Vergun Olga, Votyakova Tatyana V, Reynolds Ian J
Department of Pharmacology, University of Pittsburgh, Pittsburgh, Pennsylvania 15261, USA.
Biophys J. 2003 Nov;85(5):3358-66. doi: 10.1016/S0006-3495(03)74755-9.
In this study we measured DeltaPsim in single isolated brain mitochondria using rhodamine 123. Mitochondria were attached to coverslips and superfused with K(+)-based HEPES-buffer medium supplemented with malate and glutamate. In approximately 70% of energized mitochondria we observed large amplitude spontaneous fluctuations in DeltaPsim with a time course comparable to that observed previously in mitochondria of intact cells. The other 30% of mitochondria maintained a stable DeltaPsim. Some of the "stable" mitochondria began to fluctuate spontaneously during the recording period. However, none of the initially fluctuating mitochondria became stable. Upon the removal of substrates from the medium or application of small amounts of Ca(2+), rhodamine 123 fluorescence rapidly dropped to background values in fluctuating mitochondria, while nonfluctuating mitochondria depolarized with a delay and often began to fluctuate before complete depolarization. The changes in DeltaPsim were not connected to oxidant production since reducing illumination or the addition of antioxidants had no effect on DeltaPsim. Fluctuating mitochondria did not lose calcein, nor was there any effect of cyclosporin A on DeltaPsim, which ruled out a contribution of permeability transition. We conclude that the fluctuations in DeltaPsim reflect an intermediate, unstable state of mitochondria that may lead to or reflect mitochondrial dysfunction.
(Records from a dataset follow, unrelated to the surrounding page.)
Issue #816, opened 2020-04-09
Migrate collector's metrics from OC to OpenTelemetry


pavolloffay:
Currently, the collector uses OpenCensus API for internal observability https://github.com/open-telemetry/opentelemetry-collector/blob/0e1b2e323d398cf6cda500953c7896aa01c173b7/observability/observability.go#L25. 

These metrics should be probably migrated to OpenTelemetry API.

Jaeger storage components use abstract metrics API and so we need to export these metrics in Jaeger OTEL collector e.g.

https://github.com/jaegertracing/jaeger/blob/bf870d9e2bffaf4758045919446be75ac9fc9783/cmd/opentelemetry-collector/app/exporter/cassandra/exporter.go#L31.

Are there plans to migrate to OpenTelemetry metrics? In Jaeger we want to avoid  first creating OC adapter and then OTEL once this repo migrates. I can submit a PR to port the metrics to OTEL API.

yurishkuro:
This would also provide the needed dogfooding for OTel SDK.

bogdandrutu:
@yurishkuro completely agree, we are waiting for 2 things:
1. The ability to use labels from the `correlation-context`.
1. The ability to configure `Views` - allow us to configure which labels from the `correlation-context` to use.

If we don't have these two things we need to manually propagate/retrieve these values every time we do a report. Which may be possible if we do have couple of helper functions. So probably the main missing feature is to support changing the default aggregations for some `instruments` like for distributions we don't want just minmaxsumcount we want a histogram.

+ @jmacd to help correct me if we can already do the histogram thing.

yurishkuro:
Why do you need context labels in the collector? Sounds a bit like nice to have, not a showstopper.

bogdandrutu:
I think I also tried to explain myself that we have the solution to use helper functions, but let me describe the design a bit:
* In the pipeline we want to record at every step metric broken down by the "receiver" so we add receiver to the context to propagate it in the pipeline instead of having it as an explicit argument. So we can have helper functions that just retrieve that from the context and use it in the metrics as labels.

And as I explained is not a showstopper, the current blocker is the ability to configure the aggregation for the distribution to be histogram vs minmaxsumcount, and probably a nice to have is the ability to select the labels for the aggregator (again not a showstopper).

bogdandrutu:
@pavolloffay to answer your question, we do want to use opentelemetry metrics. probably tracing as well :)

[...]

PR #6222, opened 2022-10-03
Instrument obsreport.receiver metrics with otel go

paivagustavo:
**Description:** Instruments existing `obsreport.Receiver` metrics  with otel-go, side-by-side with the existing opencensus metrics.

在本研究中,我们使用罗丹明123测量单个分离的脑线粒体中的ΔΨm。线粒体附着在盖玻片上,并用补充有苹果酸和谷氨酸的基于K⁺的HEPES缓冲培养基进行灌流。在大约70%的活跃线粒体中,我们观察到ΔΨm出现大幅度的自发波动,其时间进程与之前在完整细胞线粒体中观察到的相当。另外30%的线粒体保持稳定的ΔΨm。一些“稳定”的线粒体在记录期间开始自发波动。然而,最初波动的线粒体中没有一个变得稳定。从培养基中去除底物或施加少量Ca²⁺后,波动线粒体中的罗丹明123荧光迅速降至背景值,而非波动线粒体则延迟去极化,并且在完全去极化之前常常开始波动。ΔΨm的变化与氧化剂产生无关,因为减少光照或添加抗氧化剂对ΔΨm没有影响。波动的线粒体没有丢失钙黄绿素,环孢素A对ΔΨm也没有任何影响,这排除了通透性转换的作用。我们得出结论,ΔΨm的波动反映了线粒体的一种中间不稳定状态,这种状态可能导致或反映线粒体功能障碍。